Information provided
========
Issue #3907, opened 2024-08-22
Make metrics.Metric be immutable


mstoykov:
### What?

Basically the TODO here:

https://github.com/grafana/k6/blob/55eb8bca07286ccf4f14e417e07de491f5912acc/metrics/metric.go#L11-L26

The current metric has a bunch of fields used by the ingester, summary and engine to:
1. aggregate metric samples for the summary and thresholds
2. evelaute thresholds and it subthresholds

None of those are essentials to hte metrics and the current users of the code need to know to not touch those values.

Arguably also those fields shouldn't be exported at all

### How?

Move all of those fields in the places where they are useful as well as the type definitions. Probably make them internal.

In the past users (and core developers) have used those to implement metric outputs among other things, and while it *might* work for some cases, it has also introduced complex bugs and have always fell short. As well that isn't the intended purpose.

PR #4089, opened 2024-12-04
Revamp the end-of-test summary

joanlopez:
## Overview

This pull request changes the current end-of-test summary by a new design, with two available formats: 
- a) compact *(default)*
- b) full
aiming to bring clearer a more valuable results to users. _Find a screenshot below._

### User-facing details

- 💹  The appearance of the end-of-test summary is now different, with thresholds at the beginning (instead on being inlined with metrics), checks slightly modified and metrics grouped by category (http, ws, network, etc). 
- 🔠 The user can choose between:
  - the `compact` summary with `--with-summary=compact`, or with no argument, as it is the default choice.
  - the `full` summary with `--with-summary=full`.
  - the `legacy` summary with `--with-summary=legacy`.
- ⚠️  The data model passed into the custom `handleSummary` function is now different. So, those users relying on it must migrate their implementation or use `--with-summary=legacy` meanwhile.
  - 🙏🏻  (_Dear reviewer_) If you definitely think we should keep the old format, I can give it a try and see if I can accommodate the new to it before calling the function, without many extra allocations (I guess that since we don't propagate sinks here it should be fine in general). But please, comment it explicitly, exposing the reasons and what's your concrete proposal.
 
### Technical details (_for review purposes_)

- The core logic of the new end of test summary, and how it collects metrics, etc is based on a new `output.Output` named `summary`.
- There's a new test script as example under `internal/cmd/testdata/summary/...` with different scenarios, groups, thresholds, custom metrics and what not... that can be used for both automated and manual testing. If you think anything is missing, just suggest it.
- The JS code responsible for rendering the summary have been largely refactored and type-documented, 👏🏻  big shot-out to @oleiade, aiming to make that code way more maintainable that it has been until now. I guess that, once we merge this PR, we may need to copy-past it back to https://github.com/grafana/k6-jslib-summary.
- I left two data structures for the summary representation (`lib.Summary` vs `lib.LegacySummary`), to keep support for the legacy summary for some time, in an easy way, so things aren't complexity mixed and the the clean up in the future is simpler, just by removing that type, all the references to it, and simplifying the few conditionals that behave depending on which summary type is provided.
  - Similarly, I left the old JS code for the summary as the `summary-legacy.js`, for simpler cleanup whenever we remove that support, which I guess might be for v2 (once we ship the formalized JSON output format within v1).

#### Internal Checklist

**Before review readiness**

- [x] Add support for a compact summary mode (likely enabled by default, so perhaps a "extended" flag, to avoid memory allocation issues), that only "relays" metrics but not stores metrics for groups and scenarios.
- [x] Revisit sorting: is there anything else we can sort for this first iteration _(note that some ideas have been moved to a second iteration, see below)_
- [x] Take a decision on what do we want to do with the existing summary, whether we want to use the new `lib.Report` as the new API for custom `handleSummary` (note this would be a breaking change), or if we want to ship this progressively.
  - [x] Review and modify (if needed) the code in `js/summary.go` according to that decision.
- [x] Review and refactor the code in `js/summary.js`:
  - [x] All the pieces from the old summary can probably be removed, if not removed yet.
  - [x] De-duplicate the functions `summarizeMetrics` and `summarizeMetricsWithThresholds`, or just replace the first with the second one (as we may no longer need the first one if we remove the old summary code).
- [x] Review the structure and code of the `output/summary` package:
- [x] Verify all scenarios (different test scripts) work as expected (test with no groups nor scenarios, test with only groups, test with only scenarios, test with the combination of both, all of them with compact mode enabled or not).
- [x] Make the CI look 🟢 as an 🍏  again!
- [x] _(Optional)_ Define the JSDoc for the newly introduced functions in JS code.
- [x] Remove the `playground/full-summary` files, or define a proper location for them.
--- Ideas left for a second iteration---
- Re-write the JS code in TS.
- Sorting the thresholds by metric name, sorting the tags within the metric name and perhaps sorting the sources.
- Implementing a more optimized data structure (as explored in https://github.com/joanlopez/xk6-custosummary/tree/main/timeseries) to use less memory allocations while keeping scenarios & groups samples.

**General**


internal/js/runner.go
```diff
@@ -360,7 +362,7 @@ func (r *Runner) HandleSummary(ctx context.Context, summary *lib.Summary) (map[s
 		}
 	}()
 
-	summaryCtx, cancel := context.WithTimeout(ctx, r.getTimeoutFor(consts.HandleSummaryFn))
+	summaryCtx, cancel := context.WithTimeout(ctx, 10*time.Minute)
```
olegbespalov, line 365: Out of curriocity, why do we switch to a 10 mins timeout? :thinking:

lib/models.go
```diff
@@ -207,7 +207,7 @@ type Check struct {
 	Fails  int64 `json:"fails"`
 }
 
-// NewCheck creates a new check with the given name and parent group. The group may not be nil.
+// NewCheck creates a new check with the given name and parent group. The group must not be nil.
```
olegbespalov, line 210: Good catch! Keeping in mind comment, maybe add a validation to constructor with explicit error? :thinking:

olegbespalov (commented):
I did a pass on that, but need a couple of more for sure, commenting just signaling that I'm on it

internal/js/runner.go
joanlopez: Likely something I modified while debugging, that I forgot to set back, so great catch! 👍

joanlopez:
> I did a pass on that, but need a couple of more for sure, commenting just signaling that I'm on it

Sure, thanks! Take your time!

olegbespalov:
>full aiming to bring clearer a more valuable results to users. Find a screenshot below.

Where can I find the screenshot for that? :thinking: 

I've tried to run in two modes and not sure if I see any difference

image

internal/js/summary.go
```diff
@@ -159,3 +160,10 @@ func getSummaryResult(rawResult sobek.Value) (map[string]io.Reader, error) {
 
 	return results, nil
 }
+
+func calculateCounterRate(count float64, duration time.Duration) float64 {
```
olegbespalov, line 164: Sounds like it should be one of the methods of the `*metrics.CounterSink`, if I'm not mistaken, we duplicate it two more times

internal/lib/testutils/minirunner/minirunner.go
```diff
@@ -24,7 +24,7 @@ type MiniRunner struct {
 	Fn              func(ctx context.Context, state *lib.State, out chan<- metrics.SampleContainer) error
 	SetupFn         func(ctx context.Context, out chan<- metrics.SampleContainer) ([]byte, error)
 	TeardownFn      func(ctx context.Context, out chan<- metrics.SampleContainer) error
-	HandleSummaryFn func(context.Context, *lib.Summary) (map[string]io.Reader, error)
+	HandleSummaryFn func(context.Context, *lib.LegacySummary) (map[string]io.Reader, error)
```
olegbespalov, line 27: Shouldn't we also use the new signature here? :thinking:

lib/summary.go
```diff
@@ -0,0 +1,298 @@
...
+	SummaryGroup
+	Scenarios map[string]SummaryGroup
+
+	TestRunDuration time.Duration // TODO: use lib.ExecutionState-based interface instead?
+	NoColor         bool          // TODO: drop this when noColor is part of the (runtime) options
+	UIState         UIState
+}
+
+// NewSummary instantiates a new empty Summary.
+func NewSummary() *Summary {
```
olegbespalov, line 106: Out of the curiosity, why have we decided to use the empty summary constructor? I mean, why don't we ask require the mandatory values throw the constructor (and maybe even apply validation)?

output/summary/data.go
```diff
@@ -0,0 +1,355 @@
...
+		if err != nil {
+			panic(err) // This should never happen
+		}
+		a.checks[name] = check
+		a.orderedChecks = append(a.orderedChecks, check)
+	}
+	return check
+}
+
+func populateSummaryGroup(
```
olegbespalov, line 158: Even it's an internal, unexported method, I feel that it also maybe good to add some unit tests since the beginning, which maintain the classification and will help perhaps to cover some future cases.

internal/cmd/run.go
```diff
@@ -189,26 +190,76 @@ func (c *cmdRun) run(cmd *cobra.Command, args []string) (err error) {
...
-				TestRunDuration: executionState.GetCurrentTestRunDuration(),
-				NoColor:         c.gs.Flags.NoColor,
-				UIState: lib.UIState{
-					IsStdOutTTY: c.gs.Stdout.IsTTY,
-					IsStdErrTTY: c.gs.Stderr.IsTTY,
-				},
+	if !testRunState.RuntimeOptions.NoSummary.Bool { //nolint:nestif
+		sm, err := lib.ValidateSummaryMode(testRunState.RuntimeOptions.SummaryMode.String)
+		if err != nil {
+			logger.WithError(err).Error("invalid summary mode, falling back to \"compact\" (default)")
```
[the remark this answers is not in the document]
joanlopez: Yes, great idea! 👍🏻

internal/cmd/testdata/summary/browser.js
```diff
@@ -0,0 +1,12 @@
+import {browser} from 'k6/browser'
+
+export async function browserTest() {
+	const page = await browser.newPage()
+
+	try {
+		await page.goto('https://test.k6.io/')
```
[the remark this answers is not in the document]
joanlopez: Sure, good catch!

internal/js/summary.go
joanlopez: Yeah, good recommendation! Thanks!

lib/summary.go
joanlopez: I don't think I have a concrete answer, to be honest. I think the reason why I followed this approach is because it's mostly a DTO, and concretely a recursive one, so it felt easier to initialize it empty, like when you initialize a `map`,  and populate it on the go, instead of asking for the inner data in the constructor.

Most of the logic is on the `summary.Output` side, but I preferred not to couple both, even if that's the main use, at least for now.

output/summary/data.go
joanlopez: What do you think if I add a couple of tests for the:

```
func (o *Output) Summary(
	executionState *lib.ExecutionState,
	observedMetrics map[string]*metrics.Metric,
	options lib.Options,
) *lib.Summary
```

function that's public and relies on this one under the hood?

Perhaps even better? 🤔

internal/lib/testutils/minirunner/minirunner.go
joanlopez: I think the reason why I didn't do it is because I think it is used nowhere, but yeah, it's a good idea overall.

output/summary/data.go
olegbespalov: yep, testing of the Public API if that is possible for sure better, great idea :+1:

joanlopez: Added a couple of tests in https://github.com/grafana/k6/pull/4089/commits/58e3d021ea7509bfa7aba35b0babefb7c54e04cc

internal/lib/testutils/minirunner/minirunner.go
joanlopez: Done @ https://github.com/grafana/k6/pull/4089/commits/58e3d021ea7509bfa7aba35b0babefb7c54e04cc

internal/js/summary.go
joanlopez: Done @ https://github.com/grafana/k6/pull/4089/commits/58e3d021ea7509bfa7aba35b0babefb7c54e04cc

internal/cmd/testdata/summary/browser.js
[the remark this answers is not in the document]
joanlopez: Done @ https://github.com/grafana/k6/pull/4089/commits/58e3d021ea7509bfa7aba35b0babefb7c54e04cc

internal/cmd/run.go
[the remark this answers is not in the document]
joanlopez: Done @ https://github.com/grafana/k6/pull/4089/commits/58e3d021ea7509bfa7aba35b0babefb7c54e04cc

output/summary/summary.go
```diff
@@ -0,0 +1,195 @@
...
+	output.SampleBuffer
+
+	periodicFlusher *output.PeriodicFlusher
+	logger          logrus.FieldLogger
+
+	dataModel   dataModel
+	summaryMode lib.SummaryMode
+}
+
+// New returns a new JSON output.
```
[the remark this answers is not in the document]
joanlopez: Done @ https://github.com/grafana/k6/pull/4089/commits/58e3d021ea7509bfa7aba35b0babefb7c54e04cc

joanlopez:
> > full aiming to bring clearer a more valuable results to users. Find a screenshot below.
> 
> Where can I find the screenshot for that? 🤔
> 
> I've tried to run in two modes and not sure if I see any difference
> 
> image

The key difference between `full` and `compact` modes is that the former also displays partial results for groups and scenarios, while the latter only displays total results. However, if there are no groups nor scenarios, then their appearance is the same.

Do you have any other suggestion to differentiate among them? 
cc/ @oleiade do you have any other idea? Perhaps hiding some data? 🤔 

To be fully transparent, I don't have a strong opinion here, but I'd advocate to either make any change w'all fully agree, or move forward as-is, to avoid looping in cycles. As far as I know, we offer no guarantee on the text summary format, so it should be fine to iterate it in the near future if needed. The one shipped as part of this PR doesn't need to be the definitive one before and along the v1.

lib/models.go
joanlopez: Done @ https://github.com/grafana/k6/pull/4089/commits/58e3d021ea7509bfa7aba35b0babefb7c54e04cc

internal/js/runner.go
joanlopez: Done @ https://github.com/grafana/k6/pull/4089/commits/58e3d021ea7509bfa7aba35b0babefb7c54e04cc

olegbespalov:
@joanlopez like I said internally, I'm totally fine with processing as it's with one exception that it's worth adjusting texting when it lands documentation

>full - aiming to bring clearer a more valuable results to users. Find a screenshot below.

IMO too generic and vague and in my case it was the source of confusion since I expected to see these more valuable results since the beginning

joanlopez:
> @joanlopez like I said internally, I'm totally fine with processing as it's with one exception that it's worth adjusting texting when it lands documentation
> 
> > full - aiming to bring clearer a more valuable results to users. Find a screenshot below.
> 
> IMO too generic and vague and in my case it was the source of confusion since I expected to see these more valuable results since the beginning

Nice, thanks for your input @olegbespalov!
Let's wait for @oleiade's input, but yeah, I'll definitely take that into consideration when writing the corresponding docs.

oleiade:
Hey @joanlopez @olegbespalov 👋🏻 

Apologies for the delay and being blocking here. I overlooked the compact vs full list of metrics during the last phases of the design, but doing a bit of digging into some of our initial design docs, I found back that we had come up with a candidate list of metrics to exclude in compact mode (and include in full/extended mode):

> We exclude the following metrics from default results:
> http_req_blocked
> http_req_connecting
> http_req_receiving
> http_req_sending
> http_req_tls_handshaking
> http_req_waiting

The rationale there, being that we wanted to only show what is relevant to the vast majority of users in compact mode, and only bring them back when users explicit request the full mode. In general I remember that we discussed focusing on removing things that would only be relevant to a very small portion of users by default, or to very specific use-cases.

At the time we outlined only HTTP metrics, because that's where we thought the most of those cases were, but I think we should feel free to expand that list if we can consider other metrics as "not absolutely mandatory".

I also agree with @olegbespalov in that we are explicitly excluding the end of test summary from the v1.Y.Z support policy, and we should feel free to iterate on it in the future. So we don't have to block on this if there are diverging ideas about what the list of included/excluded metrics would be for instance: even if we kept the list at what it is now, that would be 👍🏻 for me 🙇🏻 

Hope that's helpful, and again, great work @joanlopez I love it ❤️ 🚀

olegbespalov (dismissed):
LGTM! :rocket:

js/.eslintignore
```diff
@@ -0,0 +1,5 @@
+# Ignore everything in this folder
+*
+
+# But the end-of-test summary file
+!summary.js
```
mstoykov, line 5: I am not certain if this was intended to be commited or not , but all of those configurations for eslint and prettier IMO either should
1. not exist
2. be project wide

This currently seems a bit ad hoc and I am not cetain how common it will be for those to be updated.

The original idea with the js summary code is that it lives in jslib and k6 just gets the artefact and puts it here.

This allows us to skip having this checks in k6 repo and have it one place where it can be used or combined with others by users in scripts.

joanlopez: @oleiade I think it's you who added it. Any preference? 

I guess the reason here is that DX is a bit worse, because you normally use both in combination (k6+summary), even if we distribute the summary code as a jslib. But it's also true that in theory we shouldn't be changing it very often, maybe it's just fine to keep everything in the jslib repo and just copy files back and forth when needed.

internal/js/summary.js
```diff
@@ -1,413 +1,1392 @@
-var forEach = function (obj, callback) {
-  for (var key in obj) {
-    if (obj.hasOwnProperty(key)) {
-      if (callback(key, obj[key])) {
-        break
-      }
-    }
-  }
+/**
```
mstoykov, line 1: for code reviews reason it would've been easier if the files weren't switched yet but done in a separate PR, as now I do not know if the other code was changed and how much and this diff here is pointless

output/summary/data.go
```diff
@@ -0,0 +1,367 @@
...
+		case isBrowserMetric(info.Name):
+			dest.Browser[info.Name] = summaryMetric
+		case isGrpcMetric(info.Name):
+			dest.Grpc[info.Name] = summaryMetric
+		case isWebSocketsMetric(info.Name):
+			dest.WebSocket[info.Name] = summaryMetric
+		case isWebVitalsMetric(info.Name):
+			dest.WebVitals[info.Name] = summaryMetric
+		default:
+			dest.Custom[info.Name] = summaryMetric
```
mstoykov, line 196: This makes the summary very much coupled with what modules are in core and what are their metrics in a way that will mean that this will need to be updated on us adding stuff and anything outside of the core mdoules will go to custom. 

So in the future when/if we have more and more modules as extensions or even move some out of here this will either have to stop working or will need some different way to make the same thing.

Have there been other approaches that have been considered?

output/summary/data.go
```diff
@@ -0,0 +1,367 @@
...
+
+	for _, metricData := range groupData.aggregatedMetrics {
+		storeMetric(
+			summaryGroup.Metrics,
+			lib.SummaryMetricInfo{
+				Name:     metricData.Metric.Name,
+				Type:     metricData.Metric.Type.String(),
+				Contains: metricData.Metric.Contains.String(),
+			},
+			metricData.Sink,
```
mstoykov, line 208: I am not particularly certain this should actually get the whole `Metric` instead of just some parts of it

output/summary/data.go
```diff
@@ -0,0 +1,367 @@
...
+	// FIXME (@joan): Drop this and replace it with a concrete copy of the metric data we want to track
+	// to avoid any potential confusion.
+	Metric *metrics.Metric
+
+	// FIXME (@joan): Introduce our own way of tracking thresholds, and whether they're crossed or not.
+	// Without relying on the internal submetrics the engine maintains specifically for thresholds.
+	// Thresholds []OurThreshold // { crossed: boolean }
+
+	Sink metrics.Sink
+}
```
mstoykov, line 123: @I would really prefer if you do not use metrics.Sink as it is to be removed hopefully before v1.0.0  https://github.com/grafana/k6/issues/3907

In the past it has been a case of many races as people do not realize there is no locking on this. They are also mostly designed to serve the current summary, thresholds and `k6 stats` all of which have slightly different requirements and make the code very clunky ... and arguably not great. https://github.com/grafana/k6/issues/2320

This also means that this summary still makes Trends collect each and every sample value that has been emitted which is a thing we could fix now, instead of adding another breaking change later. Maybe in a separate PR still if that is a problem. https://github.com/grafana/k6/issues/763 https://github.com/grafana/k6/pull/3213 for a possible fix for summary and https://github.com/grafana/k6/blob/master/output/cloud/expv2/hdr.go for the current used one in cloud output.

mstoykov (commented):
Still not done with the review, but would like to try to make it in parts so, posting this for now. 

Very happy with this being an output and still supporting handleSummary. 

I do have a bunch of comments that are around the reviewing of this, not certain whether we should work on them or just for future reference:
1. it would've been nice for some of the refactor stuff that are not related to have been separate as they now bump up the line numbers and github is not great at actually figureing out what changed.
2. I would've prefered if the old summary stayed in the same file and the new one had a new name. I did the same thing a few days ago with k6/timers PR and it definitely isn't great to have to figure out if changes were made or just renamed. Given the code changes here it is even harder.

My main problems are:
1. reusing metric.Sink - I am even okay with just copy pasting it in the output and usign it, but given this likely is to be (re)moved soon to make metrics immutable, I really would prefer not to have to make changes to this later on. This also is probably good chance to use hdr for Trend summary, doing now isntead of later and making another breaking change.
2. The current code depends on the summary knowing the exact names of metrics that it wants to group. This makes it beign coupled to the names and means we will have to keep editing it and probvably worse it will not work very well with extensions

internal/cmd/runtime_options.go
```diff
@@ -31,6 +31,8 @@ extended: base + sets "global" as alias for "globalThis"
 	flags.StringArrayP("env", "e", nil, "add/override environment variable with `VAR=value`")
 	flags.Bool("no-thresholds", false, "don't run thresholds")
 	flags.Bool("no-summary", false, "don't show the summary at the end of the test")
+	flags.String("with-summary", lib.SummaryModeCompact.String(), "determine the summary mode,"+
+		" \"compact\", \"full\" or \"legacy\"")
```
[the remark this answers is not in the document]
joanlopez: I think the initial suggestion was from @oleiade, but as far as I know it's not set in stone. 
I'm happy with `--summary-mode`, wdyt? 🤔

output/summary/data.go
joanlopez: We haven't considered any other approach for this iteration. And I'm not sure there's any without extending the current metrics API, to register new metrics with some sort of common/group identifier.

Do you have any particular idea? cc/ @oleiade

output/summary/data.go
joanlopez: Do you mean that `aggregatedMetric` may already hold the `lib.SummaryMetricInfo`, which is a subset of the data hold by the `*metrics.Metric`, and replace that instead? 

If so, I agree, and I'm happy to make that change. 
But, could you confirm it, please? If not, please can you clarify what do you mean? 🙏🏻

output/summary/doc.go
```diff
@@ -0,0 +1,4 @@
+/*
+Package summary implements an output that collects metrics to be displayed in the end-of-test summary
+*/
+package summary
```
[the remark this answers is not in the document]
joanlopez: Yeah, I don't see any reason why not. I think I didn't even consider it because when we did most of the work in this PR, `internal` wasn't really there. But now, it's definitely its appropriate place.

internal/cmd/runtime_options.go
```diff
@@ -41,94 +43,119 @@ extended: base + sets "global" as alias for "globalThis"
...
+		// some early validation
+		return opts, err
 	}
 
-	if envVar, ok := environment["K6_TRACES_OUTPUT"]; ok {
-		if !opts.TracesOutput.Valid {
-			opts.TracesOutput = null.StringFrom(envVar)
-		}
+	if envVar, ok := environment["K6_SUMMARY_EXPORT"]; !opts.SummaryExport.Valid && ok {
+		opts.SummaryExport = null.StringFrom(envVar)
```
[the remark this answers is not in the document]
joanlopez: I can try that now, yeah!

output/summary/doc.go
```diff
@@ -0,0 +1,4 @@
+/*
+Package summary implements an output that collects metrics to be displayed in the end-of-test summary
+*/
```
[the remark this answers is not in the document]
joanlopez: I think it's because unluckily I copied an example `doc.go` from another output that has the same style (`csv`). 
I can fix this one here, and create a small PR to fix a couple for that are wrong in a separate PR.

output/summary/doc.go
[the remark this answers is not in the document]
joanlopez: Done @ https://github.com/grafana/k6/pull/4089/commits/b4c0509040d0c1fdaaaa1dcfed38f0bfe906596e!

output/summary/data.go
joanlopez: Sorry, I don't fully get what's the suggestion here.

To "duplicate" the `metrics.Sink` values locally (in the summary) and use the HDR in that case to avoid that duplication being painful with `Trend` metrics? 

If so, I'm happy doing such change, as long as we're fine with the loss of precision or whatever implication HDR histograms may have in the summary results. 

And in such case, why don't we change `metrics.Sink` implementation at all? It's a part of the public API, but I guess that as struct values are private, we could keep compatibility on all the public methods while using HDR under the hood? 🤔

joanlopez: Re-reading your comment here:

> 1. reusing metric.Sink - I am even okay with just copy pasting it in the output and usign it, but given this likely is to be (re)moved soon to make metrics immutable, I really would prefer not to have to make changes to this later on. This also is probably good chance to use hdr for Trend summary, doing now isntead of later and making another breaking change.

It looks like you're suggesting precisely to re-implement `TrendSink` with HDR histograms? Do I read that correctly? I can do that in a separate PR, if that's what we want, yeah.

olegbespalov:
> The current code depends on the summary knowing the exact names of metrics that it wants to group. This makes it beign coupled to the names and means we will have to keep editing it and probvably worse it will not work very well with extensions

Honestly, now since Mihail brought it, I must share that I have a same feeling. That's why I was going to suggest putting the classification methods under the metric package, to at least show the future contributors that this classification exists and should be considered. However, not sure where _else_ it could be relevant :shrug: , so that's why I bought an existing approach.

joanlopez:
> That's why I was going to suggest putting the classification methods under the metric package, to at least show the future contributors that this classification exists and should be considered.

Can you expand a bit what do you mean with that, please? 🤔 

> However, not sure where _else_ it could be relevant 🤷 , so that's why I bought an existing approach.

I think that's the main reason why I haven't explored any other option (no one really convinced me).

olegbespalov:
> Can you expand a bit what do you mean with that, please? 🤔

I meant that these functions which I currently internal
https://github.com/grafana/k6/pull/4089/files#diff-f691646a2c46424ae9b5070111ec337287aa57f553d295587bc85697101e7c71R295-R336

could potentially be a part of the metric package (along with the metric categories) and if future contributors want to introduce new metrics, my assumption that they also could think that they need to care about metric category, but the summary logic will remain unchanged/or less affected to changes

>I think that's the main reason why I haven't explored any other option (no one really convinced me).

:+1: yes, I totally accept it, just wanted to share my perspective

js/.eslintignore
oleiade: Hey folks, this is indeed a legacy artifact left behind when I rewrote the `summary.js` file completely. During the refactor, I wanted to be sure to address most linting issues to catch potential pre-existing issues before I modify it. And I wanted to ensure the style was consistent across the whole file at the very least.

If we move the code in a JS code in a jslib, then I'd be completely fine with moving the configuration there indeed 👍🏻 

If we keep it in the repository, I would then prefer for us to have an eslint/prettier setup in some fashion still, project wide as suggested would be ideal for me, but I acknowledge there might be a lot of special cases/ignores to handle.

I have no strong opinion either way, but I would prefer to not have to copy-paste eslint/prettier configurations around whenever I need to touch the code ^^

internal/cmd/runtime_options.go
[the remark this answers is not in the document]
========
Directions
Among the records, find all lines that include the string "documentation" and return them.

Solution to this problem
@joanlopez like I said internally, I'm totally fine with processing as it's with one exception that it's worth adjusting texting when it lands documentation
> @joanlopez like I said internally, I'm totally fine with processing as it's with one exception that it's worth adjusting texting when it lands documentation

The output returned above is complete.